On a assisté à un défouloir généralisé non sur le pauvre jeu de cette équipe mais sur des attaques de personnes (ici sur leur cerveau – ou sur leur capital culturel pour parler bourdieusement). Étrange unanimité qui interroge BiBi. Ces Ignares en bleu seraient-ils des non-citoyens ? Faut-il qu’ils parlent le Langage de Cour pour avoir une existence agréée ?
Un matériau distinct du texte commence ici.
PR #1164, opened 2025-10-20
Fix file-lock to handle existing lock files

rdziarnowski-clickup:
Changed createEmptyTmpFile to use the 'wx' flag when writing the lock file, which fails if the file already exists. Added error handling to catch and ignore EEXIST errors, allowing the lock mechanism to work correctly when the lock file already exists from a previous operation.

This prevents race conditions and improves robustness of the file locking mechanism by properly handling the case where multiple processes or sequential calls attempt to create the same lock file.

### DIFF
--- a/packages/testcontainers/src/common/file-lock.test.ts
+++ b/packages/testcontainers/src/common/file-lock.test.ts
@@ -121,11 +121,10 @@ describe("withFileLock", () => {
     const tmp = await import("tmp");
     const file = path.resolve(tmp.tmpdir, testFileName);
 
-    // Pre-create the lock file
+    // Pre-create the lock file (this simulates the file already existing)
     await writeFile(file, "", { flag: "w" });
-    expect(existsSync(file)).toBe(true);
 
-    // Should still work with existing file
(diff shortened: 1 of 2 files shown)


cristianrgreco:
Hi @rdziarnowski-clickup, I don't understand what specific scenario this PR fixes. How the temporary file is created shouldn't matter. If it already exists it means we should wait for the lock to be released, not to throw an error. If I revert all the changes made to `file-lock.ts` and run the new test suite everything passes.

packages/testcontainers/src/common/file-lock.test.ts
```diff
@@ -0,0 +1,164 @@
+import { existsSync, unlinkSync } from "fs";
+import { writeFile } from "fs/promises";
+import path from "path";
+import { withFileLock } from "./file-lock";
+
+describe("withFileLock", () => {
```
cristianrgreco, line 6: Running this test suite fails intermittently on my machine. It's because the tests by default run in parallel, and these tests which share a file lock inherently cannot run in parallel. Needs to be `describe.sequential`.

PR #1170, opened 2025-11-02
Add s3mock module

### LINKED ISSUE #1169: S3Mock Module
S3Mock is a popular [mock for S3 by Adobe](https://github.com/adobe/S3Mock).

The testcontainers for Java already have a module for it: https://testcontainers.com/modules/s3mock/

I created a testcontainer for some other Node.js project. You can find it here:
https://github.com/nikeee/lean-s3/blob/main/src/test/S3MockContainer.ts

Does it make sense to add it to testcontainers-node? If so, I'd flesh out the implementation, align it with the other modules in testcontainers-node and contribute it.

nikeee:
See #1169

I used the implementation of the localstack module as a guideline.

Resolves #1169


nikeee:
My bad! Forgot to update the lockfile in the project root

cristianrgreco:
Looks great, thanks @nikeee

PR #1193, opened 2025-12-03
Add support for disabling TLS in OpenSearch module

rafaeltab:
The default wait strategy is unable to talk to http only servers, and was not updated when security was explicitly disabled. This caused the container not to be recognized as started, when security was disabled.

The URL returned by the started container also always contained `https` for the schema, even if security was disabled.

### DIFF
--- a/packages/modules/opensearch/src/opensearch-container.test.ts
+++ b/packages/modules/opensearch/src/opensearch-container.test.ts
@@ -109,10 +109,7 @@ describe("OpenSearchContainer", { timeout: 180_000 }, () => {
 
     const client = new Client({
       node: container.getHttpUrl(),
-      auth: {
-        username: container.getUsername(),
-        password: container.getPassword(),
-      },
+      // no auth, or ssl required
     });
     // }
 


packages/modules/opensearch/src/opensearch-container.test.ts
```diff
@@ -102,4 +102,23 @@ describe("OpenSearchContainer", { timeout: 180_000 }, () => {
...
+      auth: {
+        username: container.getUsername(),
+        password: container.getPassword(),
+      },
+    });
+    // }
+
+    await client.indices.create({ index: "people" });
+
+    const { body } = await client.indices.exists({ index: "people" });
```
cristianrgreco, line 121: It's worth asserting the `container.getHttpUrl()` as well, because even without any implementation changes (other than adding an empty `withSecurityEnabled()` method) this test would pass. What we want to see here is that connecting via a `http` URL also works

packages/modules/opensearch/src/opensearch-container.test.ts
```diff
@@ -102,4 +102,23 @@ describe("OpenSearchContainer", { timeout: 180_000 }, () => {
     const { body } = await client.indices.exists({ index: "people" });
     expect(body).toBe(true);
   });
+
+  it("should be reachable with security disabled", async () => {
+    // opensearchDisableSecurity {
+    await using container = await new OpenSearchContainer(IMAGE).withSecurityEnabled(false).start();
```
cristianrgreco, line 108: I'm not sure about calling the method `withSecurityEnabled`, because it's a bit unclear what it does (the service can be insecure in many different ways), or what is the default behaviour. I wonder if something like `disableTls` would be better. WDYT?

rafaeltab: I agree, the name was confusing to me as well. I just didn't want to change it as it would be a breaking change.

packages/modules/opensearch/src/opensearch-container.test.ts
rafaeltab: It actually wouldn't pass. 

| Security | schema | result |
|--------|--------|--------|
| enabled | https | ❌ TLS is not trusted because `rejectUnauthorized` is not set to `false`  |
| enabled | http | ❌ attempt to use http when it requires https |
| disabled | https | ❌ attempt to use https when it requires http | 
| disabled | http | ✅connection successful (expected) | 

It is still good to add an assertion though, so I will.

packages/modules/opensearch/src/opensearch-container.test.ts
cristianrgreco: Oh geez I just saw that `withSecurityEnabled` was already there 🤦 . Ignore this comment

rafaeltab: Turns out, it doesn't just disable TLS, it also disables auth. A complete list of the effects can be found [here](https://docs.opensearch.org/1.1/security-plugin/index/). Taking that in consideration, the name `withSecurityEnabled` makes more sense I think, as you can fully enable/disable all security features. I made sure the test doesn't include any auth anymore, as it doesn't do anything.

PR #1242, opened 2026-02-20
Add Oracle Free module

collinmurd:
Adds a module for Oracle DB support using oracle free. Follows similar implementation to the existing Java and Python modules, which utilize [these images](https://github.com/gvenzl/oci-oracle-free)

### DIFF
--- a/packages/modules/oraclefree/src/oraclefree-container.test.ts
+++ b/packages/modules/oraclefree/src/oraclefree-container.test.ts
@@ -4,7 +4,7 @@ import { OracleDbContainer, StartedOracleDbContainer } from "./oraclefree-contai
 
 const IMAGE = getImage(__dirname);
 
-describe.sequential("OracleFreeContainer", { timeout: 240_000 }, () => {
+describe("OracleFreeContainer", { timeout: 240_000 }, () => {
   describe("default configuration", () => {
     let container: StartedOracleDbContainer;
 
@@ -35,21 +35,6 @@ describe.sequential("OracleFreeContainer", { timeout: 240_000 }, () => {
         user: container.getUsername(),
         password: container.getPassword(),
         connectString: container.getConnectionDescriptor(),
-      });
-
-      const result = await connection.execute("SELECT 1 FROM DUAL");
-      expect(result.rows![0]).toEqual([1]);
-
-      await connection.close();
-    });
-
-    it("should work with restarted container", async () => {
-      await container.restart();
-
-      const connection = await oracledb.getConnection({
-        user: container.getUsername(),
-        password: container.getPassword(),
-        connectString: container.getUrl(),
       });
 
       const result = await connection.execute("SELECT 1 FROM DUAL");
@@ -104,5 +89,21 @@ describe.sequential("OracleFreeContainer", { timeout: 240_000 }, () => {
 
     await connection.close();
     // }
+  });
+
+  it("should work with restarted container", async () => {
+    const container = await new OracleDbContainer(IMAGE).start();
+    await container.restart();
+
+    const connection = await oracledb.getConnection({
+      user: container.getUsername(),
+      password: container.getPassword(),
+      connectString: container.getUrl(),
+    });
+
+    const result = await connection.execute("SELECT 1 FROM DUAL");
+    expect(result.rows![0]).toEqual([1]);
+
+    await connection.close();
   });
 });


packages/modules/oraclefree/src/oraclefree-container.ts
```diff
@@ -0,0 +1,114 @@
...
+    this.password = password;
+    return this;
+  }
+
+  /**
+   * Sets a custom application database/service name.
+   *
+   * @throws if attempting to use the image default database name.
+   */
+  public withDatabase(database: string): this {
```
cristianrgreco, line 38: `withDatabase` should reject empty/whitespace names. Right now `withDatabase("")` is accepted, which later causes a mismatch between runtime DB and reported DB metadata.

packages/modules/oraclefree/src/oraclefree-container.ts
```diff
@@ -0,0 +1,114 @@
...
+    if (database === DEFAULT_DATABASE)
```
cristianrgreco: This check is case sensitive whereas Oracle is not, e.g. `withDatabase("freepdb1")` is accepted but Oracle will reject it later - let's add a test for this

cristianrgreco:
Thanks for raising @collinmurd!

Looks like testcontainers-java exports a single `OracleContainer` module, where you can then use free or XE based on the provided image name: 

- https://java.testcontainers.org/modules/databases/oraclefree/
- https://java.testcontainers.org/modules/databases/oraclexe/

Let's do the same here. Also update the module name from oraclefree to oracle (`npm i @testcontainers/oracle`).

collinmurd:
> Thanks for raising @collinmurd!
> 
> Looks like testcontainers-java exports a single `OracleContainer` module, where you can then use free or XE based on the provided image name:
> 
> * https://java.testcontainers.org/modules/databases/oraclefree/
> * https://java.testcontainers.org/modules/databases/oraclexe/
> 
> Let's do the same here. Also update the module name from oraclefree to oracle (`npm i @testcontainers/oracle`).

[Oracle Free is meant to be the successor to Oracle XE](https://blogs.oracle.com/database/database-23c-free-ga). I haven't found anything that indicates a retirement path from Oracle for XE, but the maintainer for these Oracle images [isn't supporting XE anymore](https://github.com/gvenzl/oci-oracle-xe?tab=readme-ov-file#new-version-of-oracle-database-and-these-images).

testcontainers-python only exports an `testcontainers[oracle-free]` package. I'm thinking we should only export with a Oracle Free module to discourage XE use.

cristianrgreco:
Ah I didn't know, makes sense then, please disregard my last comment

packages/modules/oraclefree/src/oraclefree-container.ts
collinmurd: @cristianrgreco I also figured it would be cleaner not to throw if they supply the default PDB name and treat it as a no-op instead.

packages/modules/oraclefree/src/oraclefree-container.test.ts
```diff
@@ -0,0 +1,107 @@
+import oracledb from "oracledb";
+import { getImage } from "../../../testcontainers/src/utils/test-helper";
+import { OracleDbContainer, StartedOracleDbContainer } from "./oraclefree-container";
+
+const IMAGE = getImage(__dirname);
+
+describe.sequential("OracleFreeContainer", { timeout: 240_000 }, () => {
```
cristianrgreco: These can run in parallel

packages/modules/oraclefree/Dockerfile
```diff
@@ -0,0 +1 @@
+FROM gvenzl/oracle-free:slim-faststart
```
cristianrgreco: Let's pin the image version, `gvenzl/oracle-free:23.26.1-slim-faststart` is equivalent to current latest. Dependabot will keep it up to date and will catch future breaking changes

cristianrgreco:
@collinmurd build failed

collinmurd:
> @collinmurd build failed

Sorry, totally missed it

Still researching. Tests work locally with Docker so I suspect is a resource thing

cristianrgreco:
I would make the change myself but I don't have write permission. The other modules spin up a container per test to enable running in parallel. The issue here is there's a single container for all the tests, so for example the test which checks the restart kills the container while the other tests are running.

Would you be able to make this last change? Apologies for the back and forth.

collinmurd:
> Would you be able to make this last change? Apologies for the back and forth.

No worries! Thanks for catching the restart issue. Oracle is a pretty heavy process, running more than 4 or more containers would exceed my 8GB WSL limit. So I was trying to minimize the number of containers in parallel. This leaves with exactly 3 which should hopefully work on most people's machines.

cristianrgreco:
Thanks @collinmurd for the PR and your patience with the review!

PR #1307, opened 2026-04-24
security(deps): upgrade to dockerode@5.0.0

AviVahl:
- new release drops usage of vulnerable uuid, reducing the vulnerability count.
- also fixed up package-lock.json installing older testcontainers versions for internal packages. they should all be linked now. this deduped several depedencies.

ref: https://github.com/apocas/dockerode/issues/829

### DIFF
--- a/package-lock.json
+++ b/package-lock.json
@@ -2019,72 +2019,6 @@
         "chromadb": "^3.1.2"
       }
     },
-    "node_modules/@chroma-core/ollama/node_modules/@types/dockerode": {
-      "version": "3.3.47",
-      "resolved": "https://registry.npmjs.org/@types/dockerode/-/dockerode-3.3.47.tgz",
-      "integrity": "sha512-ShM1mz7rCjdssXt7Xz0u1/R2BJC7piWa3SJpUBiVjCf2A3XNn4cP6pUVaD8bLanpPVVn4IKzJuw3dOvkJ8IbYw==",
-      "dev": true,
-      "license": "MIT",
-      "dependencies": {
-        "@types/docker-modem": "*",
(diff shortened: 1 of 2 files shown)


AviVahl:
Heya @cristianrgreco 
Any chance you've got time to review/merge this?
We're using testcontainers and currently forcibly override dockerode to fix alerts.

cristianrgreco:
Hi @AviVahl, I typically defer to Dependabot for updating deps. See https://github.com/testcontainers/testcontainers-node/pull/1322 which updates Dockerode + several others. 

The reason it's taking a while is because many deps have now dropped support for node 20 (EOL), meaning that I have to too, meaning I have to plan a major release (as I have to bump the minimum node engine requirement). That's why this is taking a while (as well as fitting in this work around my job 😄).

Current issues:
- Undici version bump is breaking the arangojs client, issue raised https://github.com/arangodb/arangojs/issues/855. I will likely just defer the undici upgrade if everything else is compatible
- Kafka/redpanda/qdrant are failing with the new v26 LTS due to node-gyp, so the build is currently failing. I can add v26 to the test matrix later though so that's not blocking
- Fix up https://github.com/testcontainers/testcontainers-node/pull/1096 to include as part of the major release

I'm hoping to get this all resolved within the next few days.

AviVahl:
Thank you for the response and explanation.
I'll close this one in favor of the dependabot PR, and will wait for the next major.
Much appreciated.

cristianrgreco:
FYI @AviVahl, v12.0.0 which includes these dep updates has just been released

AviVahl:
Awesome. Thank you. We'll upgrade on our end.

PR #1383, opened 2026-06-22
Throw when FixedPortGenerator runs out of ports

cristianrgreco:
## Summary
`FixedPortGenerator.generatePort()` returned `this.ports[this.portIndex++]` with no bounds check, yielding `undefined` (typed as `number`) once the pool was exhausted. It now throws a clear error so misuse fails fast.

## Verification
- Added a unit test asserting the first call returns the seeded port and the next throws (no Docker required).
- `npm ci` && `npx vitest run packages/testcontainers/src/utils/port-generator.test.ts` → **passed**
- `npm run check-compiles` → clean · `npm run lint` → clean

## Test results
New unit test passing.

## Not breaking
Adds a thrown error only on the previously-undefined exhaustion path (which returned a non-number). No change to valid usage or to `RandomPortGenerator`.

🤖 Generated with [Claude Code](https://claude.com/claude-code)

### DIFF
--- a/packages/testcontainers/src/utils/port-generator.test.ts
+++ b/packages/testcontainers/src/utils/port-generator.test.ts
@@ -9,11 +9,13 @@ describe("PortGenerator", () => {
       await expect(fixedPortGenerator.generatePort()).resolves.toBe(1001);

Autres questions : n’y aurait-il pas derrière ces anathèmes et ces moqueries en-veux-tu en voilà, un racisme latent, insidieux, de la part de ceux qui se sentent d’une «essence supérieure ». Bourdieu caractérisait ce racisme de « racisme de l’intelligence » (lire son dernier chapitre de «Questions de Sociologie». Éditions de Minuit) distillé par ces Intellectuels-Censeurs.

La déferlante du Mépris.

A traiter l’autre – le Différent-de-Soi – de «con», on dit aussi (surtout) que l’on ne l’est pas soi-même. Que Ribéry fasse dix fautes de français pour s’exprimer, soit. Et alors ? Que certains joueurs aient eu des propos malheureux, des postures très critiquables, soit… mais faut-il  pour autant s’en moquer sans limites… eux qui n’ont pas le même capital culturel et scolaire que le «nôtre». Cette vision déferlante méprise extraordinairement les gens aux trajectoires sociales inédites et aux ascensions sociales fulgurantes (lire par exemple ce qui a été écrit sur celle du joueur emblématique qu’est Anelka, venu de Trappes et richissime à 18 ans).

Un déficit de pensée.

Derrière ce ressentiment brutal envers ces « illettrés» qui ont quand même «réussi», derrière ces dépits rageurs contre ces «enfants gâtés» ou contre ces «caïds immatures» issus évidemment des éternelles «classes dangereuses», BiBi y voit plutôt un… dangereux déficit de pensée.